Filmmaker Aaron Zelman cut his teeth working on "Law and Order," but said people told him the formulaic show would be easy for AI to write. He likened that notion to when he wrote his first episode.

“After that, I ran into someone at the coffee shop, and they said that the dialogue wasn’t quite there. Maybe that’s what an AI 'Law and Order' would look like. ... Everyone on the show would say it's too facile, too rote. But this is an exponential curve here of learning that is happening.”

Zelman added that one of the biggest fears about AI was not that it was artificially intelligent but that it was artificially “creative,” which “spooked us."

John Lopez of the WGA said there was a creative process that might be lost if writers or studios looked increasingly to AI to do the job.

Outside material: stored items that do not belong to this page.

PR #1505, opened 2026-02-01
docs: Add exact slash commands to getting-started guide

thewoolleyman:
## Summary
- Adds the exact slash commands (e.g., `/bmad-bmm-create-prd`, `/bmad-agent-bmm-pm`) inline alongside every agent and workflow reference in the getting-started tutorial
- Adds a short explanatory note after the installation section clarifying how slash commands and agents relate
- Adds a Command column to the Quick Reference and Build Cycle tables
- All existing prose is preserved — changes are purely additive

## Motivation
The current getting-started guide says things like "Load the **PM agent** in a new chat" and "Run the `prd` workflow" without telling users the actual command to type. For someone new to BMAD, this is confusing — they have to hunt through other docs to figure out that the command is `/bmad-bmm-create-prd`. This PR adds the exact commands inline so users can follow the tutorial without guesswork.

## Test plan
- [ ] Verify all slash commands match the installed command names from `bmad-help.csv`
- [ ] Confirm no existing prose was removed — only augmented

### DIFF
--- a/.claude/commands/bmad-bmm-generate-project-context.md
+++ b/.claude/commands/bmad-bmm-generate-project-context.md
@@ -1,7 +1,0 @@
----
-name: 'generate-project-context'
-description: 'Creates a concise project-context.md file with critical rules and patterns that AI agents must follow when implementing code. Optimized for LLM context efficiency.'
-disable-model-invocation: true
----
-
-IT IS CRITICAL THAT YOU FOLLOW THIS COMMAND: LOAD the FULL @{project-root}/_bmad/bmm/workflows/generate-project-context/workflow.md, READ its entire contents and follow its directions exactly!


bmadcode:
Good idea here - thank you @thewoolleyman

thewoolleyman:
> There is a bit of a problem here:
> 
> * Not all platforms have slash commands that are invoked like in Claude
> * Not all platforms have agents installed at all
> * /bmad-agent-bmm prefix has changed multiple times in the past. It will probably change more in the future
> * Not all platform use those prefixes
> * Workflows are referred in agent menus by names without the prefix.
> * Workflows do not automatically load agent prompts.
> 
> If there is evidence that what's already there is not clear enough, adding a note that clearly states "if you are on Claude Code this is how you do it, if you are on something else, you have to figure it out yourself" may well be a good idea. Using exact slash command names throughout this document, in my opinion, isn't. Unless there is evidence to the contrary.

@alexeyv Hi! (Fancy meeting you here, we know each other, we've chatted CruiseControl.rb and guitars in the past, like 15+ years ago - time flies!).

Anyway, these are good points, especially about other tools not supporting slash commands.

However, that makes them painful to use in general, and they are more of the edge case (and will probably eventually support slash commands anyway). 

I think that in this case, helping the onboarding experience for the new user outweighs these downsides. 

Thanks for merging @bmadcode !

alexeyv:
> @alexeyv Hi! (Fancy meeting you here, we know each other, we've chatted CruiseControl.rb and guitars in the past, like 15+ years ago - time flies!).

Oh wow, it's been a while :) Join BMAD Discord, Chad, it's a fun place at times.

Issue #1479, opened 2026-01-30
npx bmad-method install throws an exception


kjellmoens:
**Describe the bug**
Running npx bmad-method install returns

node:internal/modules/cjs/loader:1424
  throw err;
  ^

Error: Cannot find module 'commander'
Require stack:
- /mnt/d/source/BMAD-METHOD/tools/cli/bmad-cli.js
- /mnt/d/source/BMAD-METHOD/tools/bmad-npx-wrapper.js
    at Module._resolveFilename (node:internal/modules/cjs/loader:1421:15)
    at defaultResolveImpl (node:internal/modules/cjs/loader:1059:19)
    at resolveForCJSWithHooks (node:internal/modules/cjs/loader:1064:22)
    at Module._load (node:internal/modules/cjs/loader:1227:37)
    at TracingChannel.traceSync (node:diagnostics_channel:328:14)
    at wrapModuleLoad (node:internal/modules/cjs/loader:245:24)
    at Module.require (node:internal/modules/cjs/loader:1504:12)
    at require (node:internal/modules/helpers:152:16)
    at Object.<anonymous> (/mnt/d/source/BMAD-METHOD/tools/cli/bmad-cli.js:1:21)
    at Module._compile (node:internal/modules/cjs/loader:1761:14) {
  code: 'MODULE_NOT_FOUND',
  requireStack: [
    '/mnt/d/source/BMAD-METHOD/tools/cli/bmad-cli.js',
    '/mnt/d/source/BMAD-METHOD/tools/bmad-npx-wrapper.js'
  ]
}

Node.js v24.13.0

**Steps to reproduce**
1. What were you doing when the bug occurred?
2. What steps can recreate the issue?
Run npx bmad-method install

**Expected behavior**

**Environment (if relevant)**
- Model(s) used:
- Agentic IDE used:
- BMad version:
- Project language:

**Screenshots or links**
If applicable, add screenshots or links to help explain the problem.

**PR**
If you'd like to contribute a fix, please indicate you're working on it or link to your PR. See [CONTRIBUTING.md](../../CONTRIBUTING.md) — contributions are always welcome!

**Additional context**
Add any other context about the problem here. The more information you provide, the easier it is to help.

bmadcode:
fixed

PR #1531, opened 2026-02-04
fix: remove --prefer-offline flag and update deprecated --production to --omit=dev

### LINKED ISSUE #1438: Installation fails with 'No matching version found' due to --prefer-offline flag

Drickon:
## What
Removes the `--prefer-offline` flag and replaces deprecated `--production` with `--omit=dev` in npm install commands in the module installer.

## Why
- **`--prefer-offline`** causes npm to use cached package metadata, which can be stale and fail to resolve recently published package versions (e.g., `diff@8.0.3`). This results in `ETARGET` errors during fresh installations.
- **`--production`** is deprecated by npm in favor of `--omit=dev`.

Fixes #1438

Replaces #1440 (closed due to merge conflicts from force-push; conflicts now resolved against current main).

## How
- Removed `--prefer-offline` from both npm install calls in `manager.js`
- Updated deprecated `--production` flag to `--omit=dev`
- Preserved `--legacy-peer-deps` from #1476

## Note on #1479
Issue #1479 consolidates multiple installer failures, but the `--prefer-offline` and `--production` flag fixes **have not yet been applied** to main. This PR provides the targeted fix for these specific npm flag issues.

## Testing
Verified that `npm install --omit=dev --no-audit --no-fund --no-progress --legacy-peer-deps` correctly installs dependencies without the stale cache issue.

### DIFF
--- a/tools/cli/installers/lib/modules/manager.js
+++ b/tools/cli/installers/lib/modules/manager.js
@@ -417,7 +417,7 @@ class ModuleManager {
       if (needsDependencyInstall || wasNewClone || nodeModulesMissing) {
         const installSpinner = ora(`Installing dependencies for ${moduleInfo.name}...`).start();
         try {
-          execSync('npm install --production --no-audit --no-fund --prefer-offline --no-progress --legacy-peer-deps', {
+          execSync('npm install --omit=dev --no-audit --no-fund --no-progress --legacy-peer-deps', {
             cwd: moduleCacheDir,
             stdio: 'pipe',
             timeout: 120_000, // 2 minute timeout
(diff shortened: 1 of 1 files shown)


bmadcode (approved):

bmadcode:
TY @Drickon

“I got to learn as a writer as I wrote crappy box office reports. We have automated one of the most valuable parts of being human, which is learning," Lopez said.

When Zelman asked ChatGPT how to become a better writer, it told him that it could make him more efficient.

“What if I don’t want the process to be more efficient? I’m looking for a creative process," Zelman said. "In that first draft, you discover something different that you never thought of and that becomes the thing.”

Rogers said mistakes are style.

“They might suck right now, but when you shine them up, they will be the things that make you great. You have to give people a chance to fail, and if you don’t it won’t be original or interesting.”

The Disruption 2.0 event also held panels on music and art and an open conversation with the general counsel for OpenAI.